**Task to carry out:**
The answer should be each line from the entries below that has the word "Message" in it.

**Task data:**
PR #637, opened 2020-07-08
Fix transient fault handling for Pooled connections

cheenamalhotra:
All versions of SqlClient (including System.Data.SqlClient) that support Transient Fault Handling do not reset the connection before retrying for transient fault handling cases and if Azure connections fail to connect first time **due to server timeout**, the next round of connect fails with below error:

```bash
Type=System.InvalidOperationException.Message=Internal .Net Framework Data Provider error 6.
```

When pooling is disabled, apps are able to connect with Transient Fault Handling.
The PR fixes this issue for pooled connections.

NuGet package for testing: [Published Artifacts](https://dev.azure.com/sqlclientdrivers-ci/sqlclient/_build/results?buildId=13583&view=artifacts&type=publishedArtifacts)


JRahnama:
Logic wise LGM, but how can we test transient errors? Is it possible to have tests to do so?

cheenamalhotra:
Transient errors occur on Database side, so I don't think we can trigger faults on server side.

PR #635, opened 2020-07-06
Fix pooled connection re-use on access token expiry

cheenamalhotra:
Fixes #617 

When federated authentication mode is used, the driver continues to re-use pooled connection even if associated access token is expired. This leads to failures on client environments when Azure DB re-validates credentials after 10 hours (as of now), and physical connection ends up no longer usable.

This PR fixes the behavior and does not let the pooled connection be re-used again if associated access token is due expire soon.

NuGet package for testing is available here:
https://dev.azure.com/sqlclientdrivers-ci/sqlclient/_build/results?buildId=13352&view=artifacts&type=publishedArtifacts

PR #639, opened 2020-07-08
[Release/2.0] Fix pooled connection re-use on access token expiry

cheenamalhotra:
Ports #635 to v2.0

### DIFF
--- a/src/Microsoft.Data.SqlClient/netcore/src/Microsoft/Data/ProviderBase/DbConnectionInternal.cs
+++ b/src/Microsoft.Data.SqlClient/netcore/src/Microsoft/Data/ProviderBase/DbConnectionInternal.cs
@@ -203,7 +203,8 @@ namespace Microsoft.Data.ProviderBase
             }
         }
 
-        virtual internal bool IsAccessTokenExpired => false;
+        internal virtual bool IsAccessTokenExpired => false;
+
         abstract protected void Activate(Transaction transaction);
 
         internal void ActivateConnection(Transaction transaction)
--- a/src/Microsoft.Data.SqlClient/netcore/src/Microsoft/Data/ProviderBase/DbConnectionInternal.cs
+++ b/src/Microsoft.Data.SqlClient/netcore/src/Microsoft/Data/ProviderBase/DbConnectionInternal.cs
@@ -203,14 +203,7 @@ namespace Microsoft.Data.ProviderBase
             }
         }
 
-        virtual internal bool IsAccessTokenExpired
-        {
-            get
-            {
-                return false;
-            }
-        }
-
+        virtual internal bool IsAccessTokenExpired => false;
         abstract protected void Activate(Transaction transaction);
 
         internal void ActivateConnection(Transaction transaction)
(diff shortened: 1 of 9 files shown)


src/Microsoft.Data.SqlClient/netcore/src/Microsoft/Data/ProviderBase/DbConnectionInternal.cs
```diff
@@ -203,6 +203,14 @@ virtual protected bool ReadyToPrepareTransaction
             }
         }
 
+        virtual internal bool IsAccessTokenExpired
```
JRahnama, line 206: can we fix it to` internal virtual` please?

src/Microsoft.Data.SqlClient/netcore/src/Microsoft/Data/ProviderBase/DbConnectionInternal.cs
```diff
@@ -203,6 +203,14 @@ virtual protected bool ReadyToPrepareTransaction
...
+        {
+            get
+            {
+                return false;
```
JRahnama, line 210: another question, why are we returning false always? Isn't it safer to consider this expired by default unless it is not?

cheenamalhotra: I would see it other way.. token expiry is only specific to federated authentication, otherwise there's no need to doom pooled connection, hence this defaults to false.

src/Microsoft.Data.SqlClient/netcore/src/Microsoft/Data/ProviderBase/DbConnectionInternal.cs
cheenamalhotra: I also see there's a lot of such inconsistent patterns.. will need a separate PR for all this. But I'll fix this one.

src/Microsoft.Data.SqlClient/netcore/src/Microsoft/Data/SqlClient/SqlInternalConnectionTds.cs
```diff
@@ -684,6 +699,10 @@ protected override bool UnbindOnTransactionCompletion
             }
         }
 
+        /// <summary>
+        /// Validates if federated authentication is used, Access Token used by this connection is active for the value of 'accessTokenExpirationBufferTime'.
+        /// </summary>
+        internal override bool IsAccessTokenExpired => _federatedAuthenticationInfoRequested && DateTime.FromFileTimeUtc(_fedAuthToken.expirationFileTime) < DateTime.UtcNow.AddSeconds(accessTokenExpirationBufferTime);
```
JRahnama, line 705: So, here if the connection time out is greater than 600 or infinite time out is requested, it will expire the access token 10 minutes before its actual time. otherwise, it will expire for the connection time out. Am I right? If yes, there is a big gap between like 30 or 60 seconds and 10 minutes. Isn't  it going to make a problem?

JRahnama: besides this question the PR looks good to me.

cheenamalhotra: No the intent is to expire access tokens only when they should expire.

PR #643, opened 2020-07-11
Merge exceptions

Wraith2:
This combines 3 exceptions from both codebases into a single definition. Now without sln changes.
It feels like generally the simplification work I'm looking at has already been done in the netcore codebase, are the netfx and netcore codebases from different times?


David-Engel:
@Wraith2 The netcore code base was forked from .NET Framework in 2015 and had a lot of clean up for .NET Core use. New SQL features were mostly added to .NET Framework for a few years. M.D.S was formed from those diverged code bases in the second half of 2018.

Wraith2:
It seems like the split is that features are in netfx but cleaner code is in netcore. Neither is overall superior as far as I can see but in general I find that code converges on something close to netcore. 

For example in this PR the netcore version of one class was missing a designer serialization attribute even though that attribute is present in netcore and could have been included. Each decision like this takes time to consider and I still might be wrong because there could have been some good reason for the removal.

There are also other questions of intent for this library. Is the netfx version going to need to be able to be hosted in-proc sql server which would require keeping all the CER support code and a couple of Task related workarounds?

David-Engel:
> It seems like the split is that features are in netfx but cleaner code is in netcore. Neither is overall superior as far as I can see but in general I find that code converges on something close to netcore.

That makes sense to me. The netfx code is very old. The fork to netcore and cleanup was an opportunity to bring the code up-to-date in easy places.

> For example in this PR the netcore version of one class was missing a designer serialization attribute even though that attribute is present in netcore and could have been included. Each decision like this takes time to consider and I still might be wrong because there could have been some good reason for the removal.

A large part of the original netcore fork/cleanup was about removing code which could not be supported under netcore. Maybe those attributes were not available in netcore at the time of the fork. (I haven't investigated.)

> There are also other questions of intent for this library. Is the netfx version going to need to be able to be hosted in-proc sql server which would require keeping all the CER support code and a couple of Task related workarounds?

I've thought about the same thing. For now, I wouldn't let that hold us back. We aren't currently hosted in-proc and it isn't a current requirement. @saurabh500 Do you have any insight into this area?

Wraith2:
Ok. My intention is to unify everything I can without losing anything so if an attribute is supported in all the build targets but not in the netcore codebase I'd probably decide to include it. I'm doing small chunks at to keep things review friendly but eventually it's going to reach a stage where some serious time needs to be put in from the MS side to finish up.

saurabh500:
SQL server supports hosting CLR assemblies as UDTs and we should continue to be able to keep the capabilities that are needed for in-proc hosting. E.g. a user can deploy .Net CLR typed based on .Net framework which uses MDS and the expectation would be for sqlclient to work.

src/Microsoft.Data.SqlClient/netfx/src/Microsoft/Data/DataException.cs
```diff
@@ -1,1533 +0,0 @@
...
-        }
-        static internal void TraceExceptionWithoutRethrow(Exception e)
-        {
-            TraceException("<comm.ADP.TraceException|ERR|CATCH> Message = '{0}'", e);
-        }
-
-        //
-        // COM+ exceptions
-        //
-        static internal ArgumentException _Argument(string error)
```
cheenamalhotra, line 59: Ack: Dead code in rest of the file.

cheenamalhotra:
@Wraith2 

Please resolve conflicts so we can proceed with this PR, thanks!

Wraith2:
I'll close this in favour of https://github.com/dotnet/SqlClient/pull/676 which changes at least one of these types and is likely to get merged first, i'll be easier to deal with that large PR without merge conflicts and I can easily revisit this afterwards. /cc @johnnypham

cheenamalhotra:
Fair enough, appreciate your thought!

**Final answer:**
Type=System.InvalidOperationException.Message=Internal .Net Framework Data Provider error 6.
-            TraceException("<comm.ADP.TraceException|ERR|CATCH> Message = '{0}'", e);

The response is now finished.